What is needed:
From the first line to the last, restate the data word for word.

Available data:

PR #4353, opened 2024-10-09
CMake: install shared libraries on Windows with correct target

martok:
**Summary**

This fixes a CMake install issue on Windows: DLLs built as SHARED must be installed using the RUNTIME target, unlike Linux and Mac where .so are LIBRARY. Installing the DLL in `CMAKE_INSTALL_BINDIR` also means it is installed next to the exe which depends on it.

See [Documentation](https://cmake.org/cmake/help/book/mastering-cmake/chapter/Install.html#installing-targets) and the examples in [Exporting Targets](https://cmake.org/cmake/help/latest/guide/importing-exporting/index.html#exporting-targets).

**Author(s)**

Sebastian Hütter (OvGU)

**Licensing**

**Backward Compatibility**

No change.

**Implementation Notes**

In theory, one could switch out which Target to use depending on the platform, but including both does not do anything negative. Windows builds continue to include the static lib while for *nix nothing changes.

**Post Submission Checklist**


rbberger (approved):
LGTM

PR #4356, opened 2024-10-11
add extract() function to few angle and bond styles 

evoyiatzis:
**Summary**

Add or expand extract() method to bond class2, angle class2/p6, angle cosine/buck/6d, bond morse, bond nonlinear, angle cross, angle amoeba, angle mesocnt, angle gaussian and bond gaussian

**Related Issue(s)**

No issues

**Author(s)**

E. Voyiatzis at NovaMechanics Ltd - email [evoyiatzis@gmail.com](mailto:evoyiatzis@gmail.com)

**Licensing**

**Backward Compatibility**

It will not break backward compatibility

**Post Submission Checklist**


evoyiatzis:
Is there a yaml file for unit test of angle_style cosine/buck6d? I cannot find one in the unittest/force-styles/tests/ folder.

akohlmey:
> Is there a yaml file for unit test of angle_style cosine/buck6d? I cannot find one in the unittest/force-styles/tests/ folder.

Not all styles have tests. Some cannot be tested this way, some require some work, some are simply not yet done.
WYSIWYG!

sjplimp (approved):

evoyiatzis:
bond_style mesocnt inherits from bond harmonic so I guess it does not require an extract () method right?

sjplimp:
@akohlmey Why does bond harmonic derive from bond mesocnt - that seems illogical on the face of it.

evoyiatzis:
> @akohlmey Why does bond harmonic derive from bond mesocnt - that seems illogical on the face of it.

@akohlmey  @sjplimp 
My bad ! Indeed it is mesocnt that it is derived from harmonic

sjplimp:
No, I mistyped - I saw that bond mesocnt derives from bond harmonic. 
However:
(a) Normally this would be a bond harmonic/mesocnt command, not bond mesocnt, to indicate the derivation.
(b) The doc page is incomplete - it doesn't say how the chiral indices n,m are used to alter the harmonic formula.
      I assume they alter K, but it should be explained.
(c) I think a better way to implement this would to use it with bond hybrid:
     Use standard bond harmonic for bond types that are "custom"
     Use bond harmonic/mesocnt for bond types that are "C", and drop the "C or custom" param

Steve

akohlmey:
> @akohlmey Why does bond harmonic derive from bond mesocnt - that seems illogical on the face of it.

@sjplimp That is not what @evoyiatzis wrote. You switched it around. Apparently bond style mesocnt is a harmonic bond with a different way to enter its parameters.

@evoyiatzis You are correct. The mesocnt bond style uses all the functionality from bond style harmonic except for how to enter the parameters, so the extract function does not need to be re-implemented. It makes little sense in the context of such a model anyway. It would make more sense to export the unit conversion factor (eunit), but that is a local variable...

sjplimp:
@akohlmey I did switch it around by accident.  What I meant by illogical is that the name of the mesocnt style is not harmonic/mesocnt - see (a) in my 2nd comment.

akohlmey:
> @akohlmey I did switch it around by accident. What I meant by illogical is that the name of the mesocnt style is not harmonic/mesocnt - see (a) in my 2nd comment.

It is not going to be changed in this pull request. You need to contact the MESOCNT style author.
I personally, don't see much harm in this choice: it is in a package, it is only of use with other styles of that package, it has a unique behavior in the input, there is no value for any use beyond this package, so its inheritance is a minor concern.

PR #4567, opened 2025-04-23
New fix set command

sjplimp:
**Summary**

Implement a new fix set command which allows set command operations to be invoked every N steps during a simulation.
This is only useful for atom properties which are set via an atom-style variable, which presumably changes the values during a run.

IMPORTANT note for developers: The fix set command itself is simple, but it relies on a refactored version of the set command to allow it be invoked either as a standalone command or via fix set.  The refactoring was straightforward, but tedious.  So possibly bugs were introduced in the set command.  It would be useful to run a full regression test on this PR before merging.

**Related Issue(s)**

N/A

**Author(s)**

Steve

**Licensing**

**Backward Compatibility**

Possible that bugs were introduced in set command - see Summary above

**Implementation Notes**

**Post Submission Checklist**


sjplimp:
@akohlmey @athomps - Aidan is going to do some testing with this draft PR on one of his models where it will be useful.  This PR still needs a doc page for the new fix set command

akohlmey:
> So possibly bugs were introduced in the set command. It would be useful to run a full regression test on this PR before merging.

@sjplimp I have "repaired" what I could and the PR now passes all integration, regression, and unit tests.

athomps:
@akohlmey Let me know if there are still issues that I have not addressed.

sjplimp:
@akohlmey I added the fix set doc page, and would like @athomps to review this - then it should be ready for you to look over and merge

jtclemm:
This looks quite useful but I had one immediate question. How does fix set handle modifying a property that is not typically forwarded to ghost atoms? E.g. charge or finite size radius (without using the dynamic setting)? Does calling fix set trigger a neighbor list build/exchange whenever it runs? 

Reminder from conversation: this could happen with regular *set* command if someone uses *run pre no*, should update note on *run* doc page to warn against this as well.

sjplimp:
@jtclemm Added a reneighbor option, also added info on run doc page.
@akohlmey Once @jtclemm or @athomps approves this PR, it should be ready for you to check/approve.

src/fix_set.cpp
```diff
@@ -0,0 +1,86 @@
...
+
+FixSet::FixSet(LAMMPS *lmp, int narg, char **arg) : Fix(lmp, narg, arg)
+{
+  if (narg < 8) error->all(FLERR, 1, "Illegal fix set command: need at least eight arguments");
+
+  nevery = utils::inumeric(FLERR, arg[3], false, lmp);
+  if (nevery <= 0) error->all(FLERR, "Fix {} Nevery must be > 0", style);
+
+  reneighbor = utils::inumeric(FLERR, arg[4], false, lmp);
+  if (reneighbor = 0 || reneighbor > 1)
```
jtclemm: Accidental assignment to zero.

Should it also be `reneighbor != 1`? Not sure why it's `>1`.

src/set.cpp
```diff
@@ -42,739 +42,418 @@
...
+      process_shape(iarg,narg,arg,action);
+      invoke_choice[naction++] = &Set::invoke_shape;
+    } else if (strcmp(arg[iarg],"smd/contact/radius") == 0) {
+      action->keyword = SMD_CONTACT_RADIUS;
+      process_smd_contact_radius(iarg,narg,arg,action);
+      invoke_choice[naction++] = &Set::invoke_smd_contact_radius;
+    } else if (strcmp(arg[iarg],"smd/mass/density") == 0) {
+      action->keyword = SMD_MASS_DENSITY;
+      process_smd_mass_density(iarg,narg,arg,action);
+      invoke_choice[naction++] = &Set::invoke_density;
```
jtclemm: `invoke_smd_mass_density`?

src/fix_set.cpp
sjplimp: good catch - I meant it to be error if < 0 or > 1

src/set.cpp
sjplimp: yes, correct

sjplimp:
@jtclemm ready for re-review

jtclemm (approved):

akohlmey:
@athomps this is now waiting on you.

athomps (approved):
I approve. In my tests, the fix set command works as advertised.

Solution:
PR #4353, opened 2024-10-09
CMake: install shared libraries on Windows with correct target

martok:
**Summary**

This fixes a CMake install issue on Windows: DLLs built as SHARED must be installed using the RUNTIME target, unlike Linux and Mac where .so are LIBRARY. Installing the DLL in `CMAKE_INSTALL_BINDIR` also means it is installed next to the exe which depends on it.

See [Documentation](https://cmake.org/cmake/help/book/mastering-cmake/chapter/Install.html#installing-targets) and the examples in [Exporting Targets](https://cmake.org/cmake/help/latest/guide/importing-exporting/index.html#exporting-targets).

**Author(s)**

Sebastian Hütter (OvGU)

**Licensing**

**Backward Compatibility**

No change.

**Implementation Notes**

In theory, one could switch out which Target to use depending on the platform, but including both does not do anything negative. Windows builds continue to include the static lib while for *nix nothing changes.

**Post Submission Checklist**


rbberger (approved):
LGTM

PR #4356, opened 2024-10-11
add extract() function to few angle and bond styles 

evoyiatzis:
**Summary**

Add or expand extract() method to bond class2, angle class2/p6, angle cosine/buck/6d, bond morse, bond nonlinear, angle cross, angle amoeba, angle mesocnt, angle gaussian and bond gaussian

**Related Issue(s)**

No issues

**Author(s)**

E. Voyiatzis at NovaMechanics Ltd - email [evoyiatzis@gmail.com](mailto:evoyiatzis@gmail.com)

**Licensing**

**Backward Compatibility**

It will not break backward compatibility

**Post Submission Checklist**


evoyiatzis:
Is there a yaml file for unit test of angle_style cosine/buck6d? I cannot find one in the unittest/force-styles/tests/ folder.

akohlmey:
> Is there a yaml file for unit test of angle_style cosine/buck6d? I cannot find one in the unittest/force-styles/tests/ folder.

Not all styles have tests. Some cannot be tested this way, some require some work, some are simply not yet done.
WYSIWYG!

sjplimp (approved):

evoyiatzis:
bond_style mesocnt inherits from bond harmonic so I guess it does not require an extract () method right?

sjplimp:
@akohlmey Why does bond harmonic derive from bond mesocnt - that seems illogical on the face of it.

evoyiatzis:
> @akohlmey Why does bond harmonic derive from bond mesocnt - that seems illogical on the face of it.

@akohlmey  @sjplimp 
My bad ! Indeed it is mesocnt that it is derived from harmonic

sjplimp:
No, I mistyped - I saw that bond mesocnt derives from bond harmonic. 
However:
(a) Normally this would be a bond harmonic/mesocnt command, not bond mesocnt, to indicate the derivation.
(b) The doc page is incomplete - it doesn't say how the chiral indices n,m are used to alter the harmonic formula.
      I assume they alter K, but it should be explained.
(c) I think a better way to implement this would to use it with bond hybrid:
     Use standard bond harmonic for bond types that are "custom"
     Use bond harmonic/mesocnt for bond types that are "C", and drop the "C or custom" param

Steve

akohlmey:
> @akohlmey Why does bond harmonic derive from bond mesocnt - that seems illogical on the face of it.

@sjplimp That is not what @evoyiatzis wrote. You switched it around. Apparently bond style mesocnt is a harmonic bond with a different way to enter its parameters.

@evoyiatzis You are correct. The mesocnt bond style uses all the functionality from bond style harmonic except for how to enter the parameters, so the extract function does not need to be re-implemented. It makes little sense in the context of such a model anyway. It would make more sense to export the unit conversion factor (eunit), but that is a local variable...

sjplimp:
@akohlmey I did switch it around by accident.  What I meant by illogical is that the name of the mesocnt style is not harmonic/mesocnt - see (a) in my 2nd comment.

akohlmey:
> @akohlmey I did switch it around by accident. What I meant by illogical is that the name of the mesocnt style is not harmonic/mesocnt - see (a) in my 2nd comment.

It is not going to be changed in this pull request. You need to contact the MESOCNT style author.
I personally, don't see much harm in this choice: it is in a package, it is only of use with other styles of that package, it has a unique behavior in the input, there is no value for any use beyond this package, so its inheritance is a minor concern.

PR #4567, opened 2025-04-23
New fix set command

sjplimp:
**Summary**

Implement a new fix set command which allows set command operations to be invoked every N steps during a simulation.
This is only useful for atom properties which are set via an atom-style variable, which presumably changes the values during a run.

IMPORTANT note for developers: The fix set command itself is simple, but it relies on a refactored version of the set command to allow it be invoked either as a standalone command or via fix set.  The refactoring was straightforward, but tedious.  So possibly bugs were introduced in the set command.  It would be useful to run a full regression test on this PR before merging.

**Related Issue(s)**

N/A

**Author(s)**

Steve

**Licensing**

**Backward Compatibility**

Possible that bugs were introduced in set command - see Summary above

**Implementation Notes**

**Post Submission Checklist**


sjplimp:
@akohlmey @athomps - Aidan is going to do some testing with this draft PR on one of his models where it will be useful.  This PR still needs a doc page for the new fix set command

akohlmey:
> So possibly bugs were introduced in the set command. It would be useful to run a full regression test on this PR before merging.

@sjplimp I have "repaired" what I could and the PR now passes all integration, regression, and unit tests.

athomps:
@akohlmey Let me know if there are still issues that I have not addressed.

sjplimp:
@akohlmey I added the fix set doc page, and would like @athomps to review this - then it should be ready for you to look over and merge

jtclemm:
This looks quite useful but I had one immediate question. How does fix set handle modifying a property that is not typically forwarded to ghost atoms? E.g. charge or finite size radius (without using the dynamic setting)? Does calling fix set trigger a neighbor list build/exchange whenever it runs? 

Reminder from conversation: this could happen with regular *set* command if someone uses *run pre no*, should update note on *run* doc page to warn against this as well.

sjplimp:
@jtclemm Added a reneighbor option, also added info on run doc page.
@akohlmey Once @jtclemm or @athomps approves this PR, it should be ready for you to check/approve.

src/fix_set.cpp
```diff
@@ -0,0 +1,86 @@
...
+
+FixSet::FixSet(LAMMPS *lmp, int narg, char **arg) : Fix(lmp, narg, arg)
+{
+  if (narg < 8) error->all(FLERR, 1, "Illegal fix set command: need at least eight arguments");
+
+  nevery = utils::inumeric(FLERR, arg[3], false, lmp);
+  if (nevery <= 0) error->all(FLERR, "Fix {} Nevery must be > 0", style);
+
+  reneighbor = utils::inumeric(FLERR, arg[4], false, lmp);
+  if (reneighbor = 0 || reneighbor > 1)
```
jtclemm: Accidental assignment to zero.

Should it also be `reneighbor != 1`? Not sure why it's `>1`.

src/set.cpp
```diff
@@ -42,739 +42,418 @@
...
+      process_shape(iarg,narg,arg,action);
+      invoke_choice[naction++] = &Set::invoke_shape;
+    } else if (strcmp(arg[iarg],"smd/contact/radius") == 0) {
+      action->keyword = SMD_CONTACT_RADIUS;
+      process_smd_contact_radius(iarg,narg,arg,action);
+      invoke_choice[naction++] = &Set::invoke_smd_contact_radius;
+    } else if (strcmp(arg[iarg],"smd/mass/density") == 0) {
+      action->keyword = SMD_MASS_DENSITY;
+      process_smd_mass_density(iarg,narg,arg,action);
+      invoke_choice[naction++] = &Set::invoke_density;
```
jtclemm: `invoke_smd_mass_density`?

src/fix_set.cpp
sjplimp: good catch - I meant it to be error if < 0 or > 1

src/set.cpp
sjplimp: yes, correct

sjplimp:
@jtclemm ready for re-review

jtclemm (approved):

akohlmey:
@athomps this is now waiting on you.

athomps (approved):
I approve. In my tests, the fix set command works as advertised.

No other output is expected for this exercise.